Tailoring windows of opportunity for prophylactic vaccines

Experimental observations and modeling studies showed that immune responses dynamics were not dependent on viral dynamics but mainly on the initial stimulation of the immune cells38,39,40,41. Thus, we assumed the IgG dynamic elicited from a vaccination is independent of the viral replication dynamic. In addition, experimental data showed that challenging vaccinated-NHPs with EBOV briefly boosted the IgG dynamic from the immediate state to a higher level29. In the used data11, the IgG dynamic also showed a slight boost in some animals after a week.
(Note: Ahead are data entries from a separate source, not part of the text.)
PR #1197, opened 2021-01-22
fix(form): add fields used in mapby transforms to dependencies

anehx:


fkm-adfinis (approved):

addon/lib/dependencies.js
```diff
@@ -0,0 +1,134 @@
...
+  const allTransforms = getTransforms(getAST(jexl, expression));
+  const answerTransforms = allTransforms.filter(
+    (transform) => transform.name === "answer"
+  );
+  const mapbyTransforms = allTransforms.filter(
+    (transform) =>
+      transform.name === "mapby" &&
+      transform.args[0].type === "FunctionCall" &&
+      transform.args[0].name === "answer"
+  );
```
czosel, line 26: I tried following this using the JEXL playground: [see here](https://czosel.github.io/jexl-playground/#/?input='bar'%7Canswer%7Cmapby('column')&transforms=%7B%0A%20%20mapby%3A%20(name%2C%20col)%20%3D%3E%20name%20%2B%20%22col%3A%22%20%2Bcol%2C%0A%20%20answer%3A%20name%20%3D%3E%20%22Answer%20%22%20%2B%20name%2C%0A%7D).

However it seems that the AST structure looks a little different: The "mapby" only has the literal string as argument, and the part in front needs to be accessed via `subject`. Could it be that this changed recently in JEXL, or am I missing something else?

Input
```
'bar'|answer|mapby('column')
```

AST
```
{
  "type": "Transform",
  "name": "mapby",
  "args": [
    {
      "type": "Literal",
      "value": "column"
    }
  ],
  "subject": {
    "type": "Transform",
    "name": "answer",
    "args": [],
    "subject": {
      "type": "Literal",
      "value": "bar"
    }
  }
}
```

czosel: Indeed, the playground needs an update. The AST in 2.3.0 is

```
{
  "type": "FunctionCall",
  "name": "mapby",
  "args": [
    {
      "type": "FunctionCall",
      "name": "answer",
      "args": [
        {
          "type": "Literal",
          "value": "bar"
        }
      ],
      "pool": "transforms"
    },
    {
      "type": "Literal",
      "value": "column"
    }
  ],
  "pool": "transforms"
}
```

czosel: JEXL Playground updated :sparkles:

addon/lib/dependencies.js
```diff
@@ -0,0 +1,134 @@
...
+export function getDependenciesFromJexl(jexl, expression) {
+  const allTransforms = getTransforms(getAST(jexl, expression));
+  const answerTransforms = allTransforms.filter(
+    (transform) => transform.name === "answer"
+  );
+  const mapbyTransforms = allTransforms.filter(
+    (transform) =>
+      transform.name === "mapby" &&
+      transform.args[0].type === "FunctionCall" &&
+      transform.args[0].name === "answer"
```
czosel, line 25: Should we also make sure that `transform.args[0].args[0].type == "Literal"`? Otherwise e.g. `bar|answer|mapby('column')` would cause a dependency to `bar` to be listed. Since we don't support this we might want to throw an error or a warning in that case?

czosel: If we decide to do that, we should do the same for the `answer` transform.

addon/lib/dependencies.js
```diff
@@ -0,0 +1,134 @@
...
+ */
+export function findField(document, slug, expression) {
+  const field = document.findField(slug);
+
+  assert(
+    `Field for question \`${slug}\` could not be found in the document \`${document.uuid}\`. Please verify that the jexl expression is correct: \`${expression}\`.`,
+    field
+  );
+
+  return field;
```
czosel, line 55: Are there cases where we're calling `document.findField` with non-existing slugs but don't want the error? If not, I'd move the assertion into `document.findField` and drop this method.

czosel:
Looks great apart from the nitpicks, awesome work! :100:

addon/lib/dependencies.js
anehx: That can't happen since the backend validates this..

addon/lib/dependencies.js
anehx: That would be a breaking change since `findField` is public API that is used in various projects. They depend on it returning undefined if the field is not found. Asserting something there is not a good idea IMO

czosel: :+1: Fair enough!

addon/lib/dependencies.js
czosel: :+1: Alright

czosel (approved):

PR #1202, opened 2021-01-26
fix(form-builder): fix fieldset on generated field for the default value

anehx:


aziiee (approved):
Thanks for fix! Please fix the failing tests so we can merge this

Here, we assumed that EBOV infection would elicit the same IgG dynamic as in the case of vaccination modeled by Eq. (5), i.e., term Ab in Eq. (6). Consequently, the IgG dynamic promoted from EBOV infection is accumulated to the IgG dynamic elicited from a vaccine supplied to the host κ days prior to the infection, i.e., term Ab(κ + t) in Eq. (6). Numerical simulations showed a good resemblance to the used IgG data (Fig. S1). Considering these altogether, the viral replication model Eq. (2) was extended to

$$\frac{dV}{dt}={r}_{V}V\,(1-\frac{V}{{K}_{V}})\,(\frac{V}{{I}_{n}+V})\,(1-\frac{Ab+\omega Ab(t+\kappa )}{{K}_{Ab}}).$$
(6)

The parameter K Ab was introduced to the EBOV replication dynamic (Eq. (2)) to reflect a functional threshold at which the antibody titers inhibit EBOV net growth rate. Crossing this threshold leads to the virus titer being cleared. Only subjects those had been vaccinated κ days before the infection have ω = 1, otherwise ω = 0.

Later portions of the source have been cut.